Treasurer of Virginia
- In office January 16, 2006 – December 31, 2008
- Governor: Tim Kaine
- Preceded by: Jody Wagner
- Succeeded by: Manju Ganeriwala

Personal details
- Born: James Braxton Powell November 23, 1944 Suffolk, Virginia, U.S.
- Died: May 2, 2010 (aged 65) Midlothian, Virginia, U.S.
- Spouse: Judy Scott
- Education: Virginia Tech (BS)

= Braxton Powell =

James Braxton Powell (November 23, 1944 – May 2, 2010) served as the State Treasurer of Virginia from January, 2006 to December 2008. He was appointed by Governor Tim Kaine. Prior to his appointment as State Treasurer, he had served since January, 2002, as Deputy State Treasurer under Governor Mark Warner.

As Deputy State Treasurer, Powell was responsible for assisting then-State Treasurer Jody Wagner with the day-to-day operation of the Treasury and its budget in excess of $16.4 million. A graduate of Virginia Tech, Powell also served at the Treasury in other capacities, including Director of Financial Policy, Manager of Cash and Banking and Cash Administrator. While serving as Director of Financial Policy, Powell prepared briefs for the legislature and helped shape goals and objectives for the Treasury’s strategic plan.

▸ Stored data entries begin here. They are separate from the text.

PR #567, opened 2019-07-12
Use passed-object dummy in distinguishability checks

tskeith:
Complete the checks for distinguishable specifics procedure in a generic
by considering any passed-object dummy arguments.

C1514 rule 3 is implemented and the checks for the other rules are
extended to consider the PASS attribute, including the concept of the
"effective" position of an argument in an argument list, computed by
ignoring passed-object arguments.

Add `pass` to `characteristics::DummyArgument` to mark each
passed-object dummy argument.

Change symbols to store the index of the passed-object dummy argument
rather than its symbol.

Check that specifics of a type-bound generic are distinguishable only
after all of the procedure bindings have been processed. They don't have
to be before the generic.

### DIFF
--- a/lib/evaluate/characteristics.h
+++ b/lib/evaluate/characteristics.h
@@ -145,9 +145,10 @@ struct DummyArgument {
   bool IsOptional() const;
   void SetOptional(bool = true);
   std::ostream &Dump(std::ostream &) const;
-  // name is not a characteristic and so does not participate in operator==
-  // but it is needed to determine if procedures are distinguishable
+  // name and pass are not a characteristics and so does not participate in
+  // operator== but are needed to determine if procedures are distinguishable
   std::string name;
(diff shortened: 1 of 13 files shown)


lib/evaluate/characteristics.h
```diff
@@ -145,9 +145,10 @@ struct DummyArgument {
   bool IsOptional() const;
   void SetOptional(bool = true);
   std::ostream &Dump(std::ostream &) const;
-  // name is not a characteristic and so does not participate in operator==
-  // but it is needed to determine if procedures are distinguishable
+  // name and pass are not a characteristics and so does not participate in
```
vjayathirtha-nv: are not ~a~ characteristics

tskeith: Sorry, I missed this comment. I'll fix this in a future change.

As Treasurer of Virginia under Governor Kaine and Secretary of Finance Jody Wagner, Powell serves on the following boards and authorities, the first six being staffed by the Department of the Treasury: Commonwealth of Virginia Treasury Board, Debt Capacity Advisory Committee, Virginia College Building Authority, Virginia Public Building Authority, Virginia Public School Authority, Tobacco Settlement Financing Corporation, Virginia College Savings Plan, Virginia Housing Development Authority, Virginia Port Authority, Virginia Resources Authority and the Virginia Small Business Financing Authority.

Powell is a member of the National Association of State Treasurers and was recently elected to serve as Vice-President of the Association's southern region. Powell also serves on the Association's Unclaimed Property Committee, and its Banking, Collateral and Cash Management Committee.

==Biography==
Powell graduated from Virginia Tech with a B.S. in Business Administration (Finance), and he has earned certificates for his participation in the Commonwealth’s Virginia Executive Institute and the National Institute for Public Finance sponsored or presented by the National Association of State Treasurers. Powell has also served the state at the former Virginia Department of Management Analysis and Systems Development and the Virginia Employment Commission. A speaker at the national level in the field of cash management, Powell has presented white papers at various conferences, and he is also published in the Journal of Cash Management.

Powell’s contributions to the Commonwealth’s cash management initiatives also have been recognized by Governor Gerald L. Baliles. In addition to Governor Baliles’ recognition, the Virginia Automated Clearing House Association acknowledged Powell’s professional leadership in the development of the Vendor Express Project, which is still in use today. A Certified Cash Manager by the Association of Financial Professionals, Powell was also a member of Virginia’s Commonwealth Association of Financial Professionals formerly the Commonwealth Treasury Management Association. His previous leadership roles within the organization include Director and President.

A native of Suffolk, Virginia, Powell was married to Judy Scott Powell, also of Suffolk and a retired elementary school teacher from Chesterfield County, Virginia. Married for forty years, they had two daughters, Christina Powell Jenkins of Chesterfield County and Kendall Powell Odorizzi of Lafayette, Colorado, and four grandchildren. Powell died in 2010.